PR #945, opened 2023-09-23
[segment-anything] Support multi-point as the prompt input

GeauxEric:
Add the support for prompting more than one point; which was already supported by the original segment anything model.


LaurentMazare:
Thanks for the PR, looks pretty good!
Could you expand a bit on the testing that you did on this, ideally I think we would want:
- Test with multiple points with some images comparing the generated masks when using only one of the points vs more.
- Check that the web UI still works fine.
- Check that the command line tool still works fine.

radames:
very cool! quickly looking at the wasm module, it might work as before with a single point even thought now it would accept multiple points. If this pass other tests, I'd be happy to adapt the UI/UX to send more points later. Also it would be very cool to add the extra prompting bbox + points, labels

GeauxEric:
> Thanks for the PR, looks pretty good! Could you expand a bit on the testing that you did on this, ideally I think we would want:
> 
> * Test with multiple points with some images comparing the generated masks when using only one of the points vs more.
> * Check that the web UI still works fine.
> * Check that the command line tool still works fine.

I just updated the example `main.rs` Cli args to support multiple point prompt. Generated new segment results (one point v.s. two) and updated it in the readme. Pls take a look.

I wonder how integration tests are performed for this repo, does the CICD worfklow support download any model file and do any inference?

LaurentMazare:
The CI only covers testing the core and nn libraries, not the models at the moment, hence asking you to test it manually including the web UI (which would be hard to automate anyway).
Could you look at the clippy failures in the CI btw?

LaurentMazare:
I actually fixed the lint so as to unlock this!

PR #965, opened 2023-09-26
add eos token to phi example

radames:


LaurentMazare:
Thanks, I've made some small tweaks to apply rustfmt and fail if the token would not be there (which shouldn't happen but anyway - the previous version would use the first token in the encoding which might be odd).

PR #966, opened 2023-09-26
Phi 1.5 wasm module

radames:
Add Phi quantized model as Wasm module example
@LaurentMazare if you would like to test, I'll finish the PR tomorrow PST. It still needs a blurb description, but overall I think all the features are there. Maybe a better default prompt?

### DIFF
--- a/candle-wasm-examples/phi/phiWorker.js
+++ b/candle-wasm-examples/phi/phiWorker.js
@@ -70,7 +70,7 @@ async function generate(data) {
     );
 
     self.postMessage({ status: "loading", message: "Initializing model" });
-    model.init_with_prompt(
+    const firstToken = model.init_with_prompt(
       prompt,
       temp,
       top_p,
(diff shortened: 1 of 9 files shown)


candle-wasm-examples/phi/phiWorker.js
```diff
@@ -0,0 +1,131 @@
...
+    self.postMessage({ status: "loading", message: "Starting Phi" });
+    const model = await Phi.getInstance(
+      weightsURL,
+      modelID,
+      tokenizerURL,
+      quantized
+    );
+
+    self.postMessage({ status: "loading", message: "Initializing model" });
+    model.init_with_prompt(
```
LaurentMazare, line 73: I think this return the first generated token but somehow it gets dropped at the moment?

radames: great catch! I completely missed that it return the first token 🤦🏼 need to fix the worker! thanks

LaurentMazare (approved):

LaurentMazare:
Amazing work, thanks!

PR #1496, opened 2023-12-28
Implement urecip op for metal backend

bayedieng:
the reciprocal operation is necessary to run stable diffusion xl turbo.


candle-core/src/metal_backend.rs
```diff
@@ -648,6 +648,7 @@ impl BackendStorage for MetalStorage {
                 ("uceil", DType::F32) => contiguous::ceil::FLOAT,
                 ("ufloor", DType::F32) => contiguous::floor::FLOAT,
                 ("uround", DType::F32) => contiguous::round::FLOAT,
+                ("urecip", DType::F32) => contiguous::round::FLOAT,
```
Narsil, line 651:
```suggestion
                ("urecip", DType::F32) => contiguous::recip::FLOAT,
```

candle-core/src/metal_backend.rs
```diff
@@ -662,6 +663,7 @@ impl BackendStorage for MetalStorage {
                 ("uceil", DType::F16) => contiguous::ceil::HALF,
                 ("ufloor", DType::F16) => contiguous::floor::HALF,
                 ("uround", DType::F16) => contiguous::round::HALF,
+                ("urecip", DType::F16) => contiguous::round::HALF,
```
Narsil, line 666:
```suggestion
                ("urecip", DType::F16) => contiguous::recip::HALF,
```

candle-metal-kernels/src/unary.metal
```diff
@@ -19,7 +19,9 @@ METAL_FUNC uint get_strided_index(
 }
 
 template <typename T> METAL_FUNC T sqr(T in){ return in * in; }
+template <typename T> METAL_FUNC T urecip(T in){ return T(1.0 / in); }
```
Narsil, line 22: This is the inverse op, why call it urecip ?

`inv` seems like a better name. (`u` is not necessary)

bayedieng: Candle names this op recip. I could change all instances to inv as i also agree it's a better name but I the Rust library itself names it recip so that would be more consistent. Either name works for me.

Narsil (approved):
LGTM.

Let's change in another PR (quite low prio imo)

PR #1501, opened 2023-12-29
Metal fill kernel

ivarflakstad:
Still uses blit command encoder for zeroes and all u8 values.

### DIFF
--- a/candle-core/src/metal_backend.rs
+++ b/candle-core/src/metal_backend.rs
@@ -3,7 +3,8 @@ use crate::conv::{ParamsConv1D, ParamsConv2D, ParamsConvTranspose1D, ParamsConvT
 use crate::op::{BinaryOpT, CmpOp, ReduceOp, UnaryOpT};
 use crate::{CpuStorage, DType, Layout, Result, Shape};
 use candle_metal_kernels;
-use candle_metal_kernels::Kernels;
+use candle_metal_kernels::{CallFill, Fill, Kernels};
+use half::{bf16, f16};
 use metal;
 use metal::{Buffer, CommandBuffer, CommandQueue, MTLResourceOptions, NSUInteger};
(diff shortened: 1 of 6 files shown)


Narsil:
Is there any benefit to using a CPU alloc and simply doing a memcpy ? Do you have benchmarks for it ?

Also keep the blit for zeros all the way. Remove the trait follow the rest of the crates convention.
Don't add any dependencies, they are not necessary.

ivarflakstad:
It's a tiny bit faster, yeah 😉 

```shell
fill_metal_u8/iter      time:   [101.33 µs 101.64 µs 101.98 µs]
                        thrpt:  [153.22 GiB/s 153.73 GiB/s 154.20 GiB/s]
                 change:
                        time:   [-96.183% -96.117% -96.019%] (p = 0.00 < 0.05)
                        thrpt:  [+2411.8% +2475.3% +2520.1%]

fill_metal_f32/iter     time:   [409.20 µs 437.94 µs 467.82 µs]
                        thrpt:  [133.60 GiB/s 142.71 GiB/s 152.74 GiB/s]
                 change:
                        time:   [-97.242% -97.113% -96.969%] (p = 0.00 < 0.05)
                        thrpt:  [+3199.1% +3364.0% +3525.2%]
                        Performance has improved.
```

> Also keep the blit for zeros all the way.
That's what I'm doing 👍

ivarflakstad:
> Don't add any dependencies, they are not necessary.

If we want to be able to encode `f16` and `bf16` values into the kernel we kinda need it.
Alternatively we could send in the kernel name and the bits as u16 I guess?

ivarflakstad:
Forgot to merge ages ago. Thankfully the same functionality has been implemented in https://github.com/huggingface/candle/pull/2512 👍

PR #1504, opened 2023-12-30
[Breaking] Add training to batchnorm with exponential moving average

nkoppel:
Ports the [dfdx implementation](https://github.com/coreylowman/dfdx/blob/main/dfdx/src/nn/layers/batch_norm1d.rs) of batch norm training to candle, which unfortunately requires breaking changes. 

- Changes the type of `running_mean` and `running_var` from `Tensor` to `Var`. I'm not sure if this is an intended use of `Var`, but it seemed to be the best fit for this use case.
- Removes `num_features` parameter and adds `momentum` parameter to `new` and `new_no_bias` methods. The `num_features` parameter is redundant with the size of the given tensors.
- Adds a `forward_t` method that shadows the `ModuleT` implementation. This makes batchnorm more intuitive in a `ModuleT` context, but could create confusion or have unexpected behavior for some use cases. Without this, however, `forward_t(..., true)` calls `forward` instead of `forward_learning`, so I'm not really sure of the trade-off here.

### DIFF
--- a/candle-nn/src/batch_norm.rs
+++ b/candle-nn/src/batch_norm.rs
@@ -7,8 +7,8 @@
 //! running stats.
 //!
 //! [`Batch Normalization`]: https://arxiv.org/abs/1502.03167
-use candle::{DType, Module, Result, Tensor, Var};
 use crate::Init;
+use candle::{DType, Module, Result, Tensor, Var};
 
 #[derive(Debug, Clone, Copy, PartialEq)]
 pub struct BatchNormConfig {
@@ -69,10 +69,30 @@ impl BatchNorm {
         if eps < 0. {
             candle::bail!("batch-norm eps cannot be negative {eps}")
         }
-        if weight.dims() != bias.dims() {
+        if running_mean.dims().len() != 1 {
             candle::bail!(
-                "batch-norm weight shape {:?} does not match bias shape {:?}",
+                "batch-norm running mean must have 1 dimension, has {}",
+                running_mean.dims().len()
+            )
+        }
+        if running_mean.dims() != running_var.dims() {
+            candle::bail!(
+                "batch-norm running mean shape {:?} does not match running variance shape {:?}",
+                running_mean.shape(),
+                running_var.shape(),
+            )
+        }
+        if running_mean.dims() != weight.dims() {
+            candle::bail!(
+                "batch-norm running mean shape {:?} does not match weight shape {:?}",
+                running_mean.shape(),
                 weight.shape(),
+            )
+        }
+        if running_mean.dims() != bias.dims() {
+            candle::bail!(
+                "batch-norm running mean shape {:?} does not match bias shape {:?}",
+                running_mean.shape(),
                 bias.shape(),
             )
         }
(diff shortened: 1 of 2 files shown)


candle-nn/src/batch_norm.rs
```diff
@@ -142,26 +184,51 @@ impl BatchNorm {
         let x = x.flatten_from(1)?.contiguous()?;
         let x = if self.remove_mean {
             let mean_x = x.mean_keepdim(1)?;
+            {
+                // Update running mean
+                let new_mean = ((self.running_mean.as_tensor() * (1.0 - self.momentum))?
+                    + (mean_x.reshape(((),))? * self.momentum)?)?;
```
LaurentMazare, line 190: `flatten_all`?

candle-nn/src/batch_norm.rs
```diff
@@ -34,79 +42,108 @@ impl From<f64> for BatchNormConfig {
...
         weight: Tensor,
         bias: Tensor,
         eps: f64,
+        momentum: f64,
     ) -> Result<Self> {
         if eps < 0. {
             candle::bail!("batch-norm eps cannot be negative {eps}")
         }
-        if weight.dims() != [num_features] {
+        if running_mean.dims().len() != 1 {
```
LaurentMazare, line 72: `rank`?

candle-nn/src/batch_norm.rs
```diff
@@ -34,79 +42,108 @@ impl From<f64> for BatchNormConfig {
...
 
 impl BatchNorm {
     pub fn new(
-        num_features: usize,
         running_mean: Tensor,
         running_var: Tensor,
         weight: Tensor,
         bias: Tensor,
         eps: f64,
+        momentum: f64,
```
LaurentMazare, line 67: Let's have a separate function to create a batch-norm with momentum and use the default value here so as not to break the current api (also most use cases don't care much about the momentum value anyway).

candle-nn/src/batch_norm.rs
```diff
@@ -142,26 +184,51 @@ impl BatchNorm {
...
+            }
             x.broadcast_sub(&mean_x)?
         } else {
             x
         };
         let norm_x = x.sqr()?.mean_keepdim(1)?;
+        {
+            // Update running variance
+            let running_var_weight = 1.0 - self.momentum;
+            let norm_x_weight = self.momentum * num_features as f64 / (num_features as f64 - 1.0);
```
LaurentMazare, line 202: I'm a bit confused by this, shouldn't this be the batch-size rather than the number of features to get the unbiased estimator?
But that would also mean that the two `mean_keepdim` above should be done on the first dimension (batch dim) rather than on the second (channels)?
What testing did you run on this?

candle-nn/src/batch_norm.rs
```diff
@@ -34,79 +42,108 @@ impl From<f64> for BatchNormConfig {
             eps,
             remove_mean: true,
             affine: true,
+            momentum: 0.1,
         }
     }
 }
 
-#[derive(Clone, Debug)]
+#[derive(Debug)]
```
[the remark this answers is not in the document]
nkoppel: This was removed due to an earlier effort to implement this with `Rwlock<Tensor>` instead of `Var`, since I don't know candle all that well yet.

candle-nn/src/batch_norm.rs
nkoppel: Okay, I've added `with_momentum` variants of the `new` methods. What are your thoughts on my removing of the `num_features` parameter from the `new` methods? It does simplify things, but is still breaking. These changes will break some code due to the changes to `BatchNormConfig`.

candle-nn/src/batch_norm.rs
nkoppel: This should be resolved now, and I have added to the batchnorm test to verify the new behavior against pytorch.

candle-nn/src/batch_norm.rs
LaurentMazare: Would prefer not breaking the api and so adding `num_features` back.

nkoppel: I've added it back, and modified `check_validity` to use it.

LaurentMazare (approved):

LaurentMazare:
Thanks!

» **Task to carry out**: Determine the number of lines in the records that include the string "main", and respond with that number only.

» **Exercise output**: 2